Hello LangChain Team,
We are seeking guidance on reasoning transparency after migrating away from deprecated agent components in LangChain.
We are building a JSON-based navigation agent using LangChain v0.3.23 and LangGraph. Previously, the agent was implemented via create_json_agent, which internally relied on ZeroShotAgent. Since ZeroShotAgent has been deprecated, we are migrating to newer LangChain versions and adopting the newer create_agent framework.
Previous Behavior (ZeroShotAgent)
With ZeroShotAgent, the agent explicitly surfaced its step-by-step reasoning in a structured ReAct-style format:
- Thought – rationale for the current step
- Action – selected tool
- Action Input – input passed to the tool
- Observation – tool output
This provided clear visibility into:
- Why a specific tool was selected
- How intermediate decisions were made
- How the agent navigated the JSON structure step by step toward a final decision
Using LangGraph, we were able to stream and persist this reasoning reliably, even for medium to large JSON documents.
Current Behavior (create_agent)
After migrating to create_agent, we observe the following:
- For small JSON inputs, tool execution works correctly and produces the expected final output.
- Intermediate Thought / Action / Observation steps are no longer exposed by default.
- For medium and large JSON inputs, most intermediate reasoning steps are not surfaced.
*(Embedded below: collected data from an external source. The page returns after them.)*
Issue #4667, opened 2022-06-13
Migrate `Who's editing` to JS API 


anatol-sialitski:
Migrate implementation from Java API of SharedMap to JS API using `lib-grid`

PR #4668, opened 2022-06-13
Migrate `Who's editing` to JS API #4667

anatol-sialitski:


alansemenov (changes requested):
1) Code in `exports.join` and `exports.leave` is almost 100% identical and should be refactored
2) Make sure that all immutable vars are defined with `const`, not `let`.

ashklianko:
`func: function...` in join and leave methods to be extracted to a separate method

anatol-sialitski:
At first glance the methods are very similar, but if you look in more detail, you will see that this is not so. I can add more methods, but it will not be useful.

modules/app/src/main/resources/lib/collaboration.js
```diff
@@ -1,33 +1,133 @@
...
+function CollaboratorsModifier(params) {
+    this.collaboratorKey = `${params.sessionId}=${params.userKey}`;
+    this.contentId = params.contentId;
+    this.collaborators = [];
+
+    this.removeExpired = function (timeAt) {
+        const self = this;
+        const originalSize = this.collaborators.length;
+        this.collaborators = this.collaborators.filter(collaborator => {
+            let lastJoin = self.extractLastJoin(collaborator);
```
ashklianko: const

modules/app/src/main/resources/lib/collaboration.js
```diff
@@ -1,33 +1,133 @@
...
+            return timeAt - lastJoin < TTL_SECONDS;
+        });
+        return originalSize > this.collaborators.length;
+    };
+
+    this.removeCurrent = function () {
+        const originalSize = this.collaborators.length;
+        const collaboratorKey = this.collaboratorKey;
```
ashklianko, line 34: Why do we need to assign const `collaboratorKey = this.collaboratorKey;`? you ca use this.collaboratorKey

modules/app/src/main/resources/lib/collaboration.js
```diff
@@ -1,33 +1,133 @@
...
+        this.collaborators = this.collaborators.filter(collaborator => !collaborator.startsWith(collaboratorKey));
+        return originalSize > this.collaborators.length;
+    };
+
+    this.getUniqueCollaborators = function () {
+        let uniqueCollaborators = new Set();
```
ashklianko: const

modules/app/src/main/resources/lib/collaboration.js
```diff
@@ -1,33 +1,133 @@
...
+        this.collaborators.forEach(collaborator => uniqueCollaborators.add(collaborator));
+
+        let collaborators = [];
```
ashklianko: const

modules/app/src/main/resources/lib/collaboration.js
```diff
@@ -1,33 +1,133 @@
...
+            distributed: true,
+            data: {
+                contentId: contentId,
+                collaborators: userKeys
+            }
+        });
+    };
+
+    this.extractLastJoin = function (collaboratorId) {
+        let idParts = collaboratorId.split("=", -1);
```
ashklianko: const

modules/app/src/main/resources/lib/collaboration.js
```diff
@@ -1,33 +1,133 @@
...
+
+    this.getStoredCollaborators = function (storedCollaborators, isJoin) {
+        if (typeof storedCollaborators === 'undefined' || storedCollaborators === null) {
+            return isJoin ? [] : null;
+        }
+        return storedCollaborators;
+    };
+}
+
+CollaboratorsModifier.prototype.modify = function (oldCollaborators, isJoin) {
```
ashklianko: why not to keep it as the other functions?

modules/app/src/main/resources/lib/collaboration.js
```diff
@@ -1,33 +1,133 @@
...
+        const self = this;
+        const originalSize = this.collaborators.length;
+        this.collaborators = this.collaborators.filter(collaborator => {
+            let lastJoin = self.extractLastJoin(collaborator);
+            return timeAt - lastJoin < TTL_SECONDS;
+        });
+        return originalSize > this.collaborators.length;
+    };
+
+    this.removeCurrent = function () {
```
ashklianko, line 32: this function is confusing - it not only removes current collaborator, but also returns something, this should not be like this. Split it into 2 methods: `removeCurrent()` should just filter out current user, `isCurrentUserRemoved()` should be used further in the code and it must use `Array.some()` to determine if user is there or not
However in some cases this is appropriate, so you may leave it as it is
Same issue with `removeExpired()`

modules/app/src/main/resources/lib/collaboration.js
```diff
@@ -1,33 +1,133 @@
...
+            return isJoin ? [] : null;
+        }
+        return storedCollaborators;
+    };
+}
+
+CollaboratorsModifier.prototype.modify = function (oldCollaborators, isJoin) {
+    this.collaborators = this.getStoredCollaborators(oldCollaborators, isJoin);
+
+    if (isJoin === false && this.collaborators === null) {
```
ashklianko: Why not use `!isJoin`? isJoin is sent explicitly so it won't have undefined value. 
you can write like this:
```
if (!isJoin && !this.collaborators) {
            return null;
        } 
```

ashklianko (changes requested):

modules/app/src/main/resources/lib/collaboration.js
anatol-sialitski: In the filter's callback function `this` will be pointed to a different context, where property `collaboratorKey` will be absent

modules/app/src/main/resources/lib/collaboration.js
anatol-sialitski: Other functions are private for `CollaboratorsModifier`. This function is public.

modules/app/src/main/resources/lib/collaboration.js
anatol-sialitski: I will leave it as is. Typically remove method returns true/false or previous (removed) value.

modules/app/src/main/resources/lib/collaboration.js
ashklianko: It doesn't need to be public to be accessible from doJoinOrLeave

modules/app/src/main/resources/lib/collaboration.js
anatol-sialitski: done

modules/app/src/main/resources/lib/collaboration.js
ashklianko: You are using an arrow function, so this will be taken from outer function context

modules/app/src/main/resources/lib/collaboration.js
ashklianko: You can put modify directly into the CollaboratorsModifier

ashklianko (changes requested):

ashklianko (approved):

modules/app/src/main/resources/services/collaboration/collaboration.js
```diff
@@ -47,13 +47,15 @@ exports.webSocketEvent = function (event) {
...
-        });
-        log.debug(`List of collaborators ${JSON.stringify(collaborators)} for content with id = "${event.data.contentId}"`);
-        break
+        if (event && event.data) {
+            let collaborators = collaborationLib.leave({
+                contentId: event.data.contentId,
+                sessionId: event.session.id,
+                userKey: event.session.user.key
+            });
+            log.debug(`List of collaborators ${JSON.stringify(collaborators)} for content with id = "${event.data.contentId}"`);
```
alansemenov: Let's remove logging unless there's some specific need for that.

alansemenov (changes requested):

alansemenov (approved):

modules/lib/src/main/resources/assets/js/app/event/CollaborationServerEvent.ts
```diff
@@ -7,7 +7,7 @@ import {ClassHelper} from '@enonic/lib-admin-ui/ClassHelper';
 export class CollaborationServerEvent
     extends Event {
 
-    public static EVENT_NAME: string = 'edit.content.collaborators.update';
+    public static EVENT_NAME: string = 'custom.edit.content.collaborators.update';
```
alansemenov, line 10: Why is it '`custom.edit.content.collaborators.update`' here, but '`edit.content.collaborators.update`' (without `custom.` prefix) in [collaboration.js](https://github.com/enonic/app-contentstudio/pull/4668/files#diff-f19f59e038f6a56f1445ee348ab987e34fc1d24cd9e4b3f7132fa02303fc965bR56)?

- The cumulative output lacks step-level visibility into how decisions were made during JSON traversal.
At present, the final structured response and tool-level interactions (such as key access and tool inputs) are visible if we use streaming (astream); however, there is no insight into why specific keys were traversed, how conditions were evaluated or how decisions were reached.
Requirement
We are looking to restore the same level of reasoning transparency that existed with ZeroShotAgent, specifically:
- Visibility into Thoughts before each step
- Explicit Action and Action Input selection
- Observable tool outputs (Observations)
- A clear step-wise reasoning trace compatible with LangGraph streaming and logging
This level of transparency is critical for understanding why specific JSON keys or values are selected, as well as for debugging, auditing, and validation, particularly in complex JSON navigation workflows.
Questions
-
Is it possible to surface reasoning in the same
Thought → Action → Action Input → Observation format when usingcreate_agent? -
Are there architectural changes in
create_agentthat intentionally abstract away or limit this behavior? -
What is the recommended approach for designing agents with
create_agentwhile preserving step-level reasoning visibility, especially for larger JSON-based navigation use cases?
Any guidance or clarification would be greatly appreciated.
Thank you for your time and support.